I have a vision of a future in which scientists who think more about others' results than producing their own are valued just as much…
“I think you've probably done enough reading now; you should start producing some results.” The PI smiled at the neophyte, who dutifully closed her laptop and reached for her lab notebook. And so the rampant pathogen Dataproducus compulsivans claimed another victim. The infection had spread to the whole group now, and yet some strongholds of resistance could still be identified in the larger institute. In a laboratory just down the corridor, there was a scientist who, at a recent conference, had unashamedly announced during his talk that he “[didn't] produce any data at all”, but rather “[did] research entirely in the published literature and existing datasets”. And yet he wasn't a bioinformatician; and he wasn't part of a dedicated data analysis service either. Rather one could call him a “professional integrator”: someone who gains higher level insights by critically analysing and integrating the discrete findings of others to create a new model that is more than the sum of its parts. And these days such a person – particularly if young – raises eyebrows. Why? Because our culture of science funding so overwhelmingly demands primary results, which are easily measured; to start a career that doesn't do service to that maxim could be regarded as suicidal.
Part of the problem is that a laboratory's output is not necessarily measured in intellectual advances, but in advances in quantities of new basic results that can be published. Primary results are crucial to science, and sometimes they do represent major intellectual advances. Furthermore, infection by Dataproducus compulsivans is necessary in a proportion of the population, otherwise there would be no results for professional integrators to work on. But which science funders specifically support endeavours based primarily on thought, rather than a constant stream of primary results? One could observe that thought is cheap compared with reagents and equipment in many fields. However, in other areas, e.g. genome sequencing, the lure of massive amounts of cheap data probably still distracts funders from the task of integrating them with other fields; beyond bioinformatic analysis, truly transdisciplinary thinking is needed here.

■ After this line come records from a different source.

PR #6304, opened 2015-12-22
Segregated different kind of geocoder results for stats

ethervoid:
This PR is derived from #6286.

We need to add more stats to our current system to segregate by processed, failed and successful responses.


ethervoid:
@rafatower check this out, I need to add the GME part but I need validation for this work

db/migrate/20151222112300_add_success_and_failed_processed_rows_to_geocodings.rb
```diff
@@ -0,0 +1,15 @@
+Sequel.migration do
+  up do
+    alter_table(:geocodings) do
+      add_column :successful_processed_rows, :bigint
```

The benefits to science of professional integrators are enormous in my opinion – particularly if one considers science a creative profession requiring dispassionate analysis. The lack of “ownership” when considering numerous research papers in a given area is a real benefit for the professional integrator: she/he can weigh papers for and against a particular thesis with greater objectivity. A professional integrator will likely identify studies that are wrong, with minimal personal bias: as a larger picture of a biological phenomenon – a “synthesis” – forms, the inconsistencies in certain areas of the field are revealed. Moreover, an excellent synthesis almost always suggests new experiments. That observation addresses the perception that contemporary science is driven too much by data-collection and too little by hypotheses. Today, biological research produces orders of magnitude more primary results than secondary, synthetic insights, compared with the era in which Crick, Watson et al. thrived.
Hence I seriously propose professionally recognising integrators, starting with training in crossdisciplinary understanding, critical analysis and creativity, to name a few. Some scientists-in-the-making are naturals at these; others lean toward the “dryer” side of research. How can we culture them? I envision a new course at universities called “Synthetic Life Science”, as subsidiary study, and – for specialists – as a major or specialisation. Students would practise generally useful skills such as literature analysis and integration of concepts – competencies that are presently rather left to chance.
The problem starts early: as undergraduates, students learn the foundations of the subject; they then passage to learning how to do research – the emphasis being on generating results. Why the overwhelming preoccupation with generating more results? Aren't there enough being produced? Arguably there are so many results around that we need more dedicated people who explicitly don't produce new results, but rather distill out higher level insights. Naturals at this kind of science can also be spotted in the lab: supervisors should be mindful not to automatically denigrate diffuse interest or lack of single-mindedness: perhaps they are the signs of an “integrator”. And an “integrator” is every bit as much a scientist as a “producer”.